**REQUIREMENT:** With spelling and spacing unchanged, write out each line of the material.

**RECORDS FOR THE EXERCISE:**
::::

Issue #43, opened 2016-03-17
Default PAGES_ENV should be development, not dotcom


benbalter:
So that when run locally, with no additional configuration, it works as expected, and in production, a more sophisticated environment, where it's easier to pass configuration variables, it can be overridden.

parkr:
> it works as expected

What is broken?

benbalter:
Right now, by default, when I run this plugin locally with no additional configuration flags it says it's "dotcom". It should say that it's "development"

jekyllbot:
This issue has been automatically marked as stale because it has not been commented on for at least
three months.

The resources of the Jekyll team are limited, and so we are asking for your help.

If you can still reproduce this error on the <pre>3.1-stable</pre> or <pre>master</pre> branch,
please reply with all of the information you have about it in order to keep the issue open.

If this is a feature request, please consider building it first as a plugin. Jekyll 3 introduced
[hooks](http://jekyllrb.com/docs/plugins/#hooks) which provide convenient access points throughout
the Jekyll build pipeline whereby most needs can be fulfilled. If this is something that cannot be
built as a plugin, then please provide more information about why in order to keep this issue open.

Thank you for all your contributions.

benbalter:
I'd still like to see/discuss this along with #49

Issue #48, opened 2016-03-30
Make it easier to use GitHub metadata with GitHub Enterprise


benbalter:
Right now, if I want to use this plugin with GitHub Enterprise, it looks like I need to set the following environmental variables:

* `JEKYLL_GITHUB_TOKEN` - unavoidable
* `SSL` - this should be detected from another variable's scheme
* `OCTOKIT_WEB_ENDPOINT` -
* `OCTOKIT_API_ENDPOINT` and `PAGES_API_URL` -
* `PAGES_PAGES_HOSTNAME` and `PAGES_GITHUB_HOSTNAME` - oddly named, should be determined from Enterprise hostname
* `PAGES_ENV` - should be development, should not require "enteprise" as it does now

Not documented, but I may also need to set:

* `SUBDOMAIN_ISOLATION`

Instead, I should set:

* `JEKYLL_GITHUB_TOKEN`
* `PAGES_ENDPOINT` (or something similar)
* (and if necessary) `SUBDOMAIN_ISOLATION`

From there, the plugin should pull `SSL` from the scheme, set Octokit's endpoint, know the API endpoint `/api/v3/`, know the Pages hostname, and should default the env to development.

In any event, right now, it's really painful to use this Gem with Enterprise, so the documentation could use a bit of :heart:.

parkr:
> `PAGES_ENDPOINT`

This is basically your `ENTERPRISE_URL`, aka `https://github.acme.com`?

benbalter:
Yep. That was my proposal.

jekyllbot:
This issue has been automatically marked as stale because it has not been commented on for at least
three months.

The resources of the Jekyll team are limited, and so we are asking for your help.

If you can still reproduce this error on the <pre>3.1-stable</pre> or <pre>master</pre> branch,
please reply with all of the information you have about it in order to keep the issue open.

If this is a feature request, please consider building it first as a plugin. Jekyll 3 introduced
[hooks](http://jekyllrb.com/docs/plugins/#hooks) which provide convenient access points throughout
the Jekyll build pipeline whereby most needs can be fulfilled. If this is something that cannot be
built as a plugin, then please provide more information about why in order to keep this issue open.

Thank you for all your contributions.

PR #49, opened 2016-03-30
Default to development in dev

benbalter:
Fixes https://github.com/jekyll/github-metadata/issues/43.

Also fixes the domain to use the Pages hostname, not the GitHub hostname, when custom domains are disabled in order to get tests to pass.


parkr:
@benbalter Isn't that supposed to be `JEKYLL_ENV`? `PAGES_ENV` is used to determine the target to request from, I think.

benbalter:
> PAGES_ENV is used to determine the target to request from, I think.

That doesn't make much sense to me. The idea behind `PAGES_ENV` was (A) so that we could know if we were in enterprise or dotcom internally, and (B) so that the user could know if they were in dotcom (or enterprise) or locally. I believe it predates `JEKYLL_ENV`. Additionally, is `JEKYLL_ENV` exposed to liquid where the user can access it? 

If we thought of using `PAGES_ENV` as a flag/toggle, it'd really only be useful, if I could set `PAGES_ENV` to the enterprise instance, and everything else just worked. Otherwise, I can't see when a user would want to actively toggle back and forth. Even if pushing to both remotes, they'd want to render things differently locally (e.g., changing the URL, not including discuss, etc.).

In my mind:

* `PAGES_ENV`: should be `dotcom`, `enterprise`, or `development` (default)
* `JEKYLL_ENV: should be `production` or `development`

The two are similar, but `PAGES_ENV` is exposed to liquid, and can be used to differentiate between GitHub environments.

parkr:
@benbalter `jekyll.environment` exposes `JEKYLL_ENV`. It too defaults to `development`. The only difference I see is that `PAGES_ENV` differentiates between `dotcom` and `enterprise`, which are both `production` for `JEKYLL_ENV`.

What should `PAGES_ENV=development` do about changing the octokit API calls? `https://github.dev`?

benbalter:
> What should PAGES_ENV=development do about changing the octokit API calls? https://github.dev?

I think nothing? As someone previewing my Pages-hosted site locally, I'd want the metadata (save the URL) to be the live metadata, no?

parkr:
> I think nothing? As someone previewing my Pages-hosted site locally, I'd want the metadata (save the URL) to be the live metadata, no?

What if it's an Enterprise repo? Wouldn't that affect this? Would we have `development` and `development-enterprise`?

benbalter:
> What if it's an Enterprise repo?

That's what I was asking about in https://github.com/jekyll/github-metadata/issues/48. (and suggested ENDPOINT)

lib/jekyll-github-metadata/repository.rb
```diff
@@ -172,7 +172,7 @@ def cname
       def domain
         @domain ||=
           if !Pages.custom_domains_enabled?
-            Pages.github_hostname
+            Pages.pages_hostname
```
parkr: An associated test may need to be updated for this.

benbalter:
@parkr got tests passing, if you're able to :eyes: once more. :smile: Would be good to finally get this out.

parkr:
LGTM.

benbalter:
LGTM.

benbalter:
@jekyllbot: merge +major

::::

**SOLUTION:**
Issue #43, opened 2016-03-17
Default PAGES_ENV should be development, not dotcom


benbalter:
So that when run locally, with no additional configuration, it works as expected, and in production, a more sophisticated environment, where it's easier to pass configuration variables, it can be overridden.

parkr:
> it works as expected

What is broken?

benbalter:
Right now, by default, when I run this plugin locally with no additional configuration flags it says it's "dotcom". It should say that it's "development"

jekyllbot:
This issue has been automatically marked as stale because it has not been commented on for at least
three months.

The resources of the Jekyll team are limited, and so we are asking for your help.

If you can still reproduce this error on the <pre>3.1-stable</pre> or <pre>master</pre> branch,
please reply with all of the information you have about it in order to keep the issue open.

If this is a feature request, please consider building it first as a plugin. Jekyll 3 introduced
[hooks](http://jekyllrb.com/docs/plugins/#hooks) which provide convenient access points throughout
the Jekyll build pipeline whereby most needs can be fulfilled. If this is something that cannot be
built as a plugin, then please provide more information about why in order to keep this issue open.

Thank you for all your contributions.

benbalter:
I'd still like to see/discuss this along with #49

Issue #48, opened 2016-03-30
Make it easier to use GitHub metadata with GitHub Enterprise


benbalter:
Right now, if I want to use this plugin with GitHub Enterprise, it looks like I need to set the following environmental variables:

* `JEKYLL_GITHUB_TOKEN` - unavoidable
* `SSL` - this should be detected from another variable's scheme
* `OCTOKIT_WEB_ENDPOINT` -
* `OCTOKIT_API_ENDPOINT` and `PAGES_API_URL` -
* `PAGES_PAGES_HOSTNAME` and `PAGES_GITHUB_HOSTNAME` - oddly named, should be determined from Enterprise hostname
* `PAGES_ENV` - should be development, should not require "enteprise" as it does now

Not documented, but I may also need to set:

* `SUBDOMAIN_ISOLATION`

Instead, I should set:

* `JEKYLL_GITHUB_TOKEN`
* `PAGES_ENDPOINT` (or something similar)
* (and if necessary) `SUBDOMAIN_ISOLATION`

From there, the plugin should pull `SSL` from the scheme, set Octokit's endpoint, know the API endpoint `/api/v3/`, know the Pages hostname, and should default the env to development.

In any event, right now, it's really painful to use this Gem with Enterprise, so the documentation could use a bit of :heart:.

parkr:
> `PAGES_ENDPOINT`

This is basically your `ENTERPRISE_URL`, aka `https://github.acme.com`?

benbalter:
Yep. That was my proposal.

jekyllbot:
This issue has been automatically marked as stale because it has not been commented on for at least
three months.

The resources of the Jekyll team are limited, and so we are asking for your help.

If you can still reproduce this error on the <pre>3.1-stable</pre> or <pre>master</pre> branch,
please reply with all of the information you have about it in order to keep the issue open.

If this is a feature request, please consider building it first as a plugin. Jekyll 3 introduced
[hooks](http://jekyllrb.com/docs/plugins/#hooks) which provide convenient access points throughout
the Jekyll build pipeline whereby most needs can be fulfilled. If this is something that cannot be
built as a plugin, then please provide more information about why in order to keep this issue open.

Thank you for all your contributions.

PR #49, opened 2016-03-30
Default to development in dev

benbalter:
Fixes https://github.com/jekyll/github-metadata/issues/43.

Also fixes the domain to use the Pages hostname, not the GitHub hostname, when custom domains are disabled in order to get tests to pass.


parkr:
@benbalter Isn't that supposed to be `JEKYLL_ENV`? `PAGES_ENV` is used to determine the target to request from, I think.

benbalter:
> PAGES_ENV is used to determine the target to request from, I think.

That doesn't make much sense to me. The idea behind `PAGES_ENV` was (A) so that we could know if we were in enterprise or dotcom internally, and (B) so that the user could know if they were in dotcom (or enterprise) or locally. I believe it predates `JEKYLL_ENV`. Additionally, is `JEKYLL_ENV` exposed to liquid where the user can access it? 

If we thought of using `PAGES_ENV` as a flag/toggle, it'd really only be useful, if I could set `PAGES_ENV` to the enterprise instance, and everything else just worked. Otherwise, I can't see when a user would want to actively toggle back and forth. Even if pushing to both remotes, they'd want to render things differently locally (e.g., changing the URL, not including discuss, etc.).

In my mind:

* `PAGES_ENV`: should be `dotcom`, `enterprise`, or `development` (default)
* `JEKYLL_ENV: should be `production` or `development`

The two are similar, but `PAGES_ENV` is exposed to liquid, and can be used to differentiate between GitHub environments.

parkr:
@benbalter `jekyll.environment` exposes `JEKYLL_ENV`. It too defaults to `development`. The only difference I see is that `PAGES_ENV` differentiates between `dotcom` and `enterprise`, which are both `production` for `JEKYLL_ENV`.

What should `PAGES_ENV=development` do about changing the octokit API calls? `https://github.dev`?

benbalter:
> What should PAGES_ENV=development do about changing the octokit API calls? https://github.dev?

I think nothing? As someone previewing my Pages-hosted site locally, I'd want the metadata (save the URL) to be the live metadata, no?

parkr:
> I think nothing? As someone previewing my Pages-hosted site locally, I'd want the metadata (save the URL) to be the live metadata, no?

What if it's an Enterprise repo? Wouldn't that affect this? Would we have `development` and `development-enterprise`?

benbalter:
> What if it's an Enterprise repo?

That's what I was asking about in https://github.com/jekyll/github-metadata/issues/48. (and suggested ENDPOINT)

lib/jekyll-github-metadata/repository.rb
```diff
@@ -172,7 +172,7 @@ def cname
       def domain
         @domain ||=
           if !Pages.custom_domains_enabled?
-            Pages.github_hostname
+            Pages.pages_hostname
```
parkr: An associated test may need to be updated for this.

benbalter:
@parkr got tests passing, if you're able to :eyes: once more. :smile: Would be good to finally get this out.

parkr:
LGTM.

benbalter:
LGTM.

benbalter:
@jekyllbot: merge +major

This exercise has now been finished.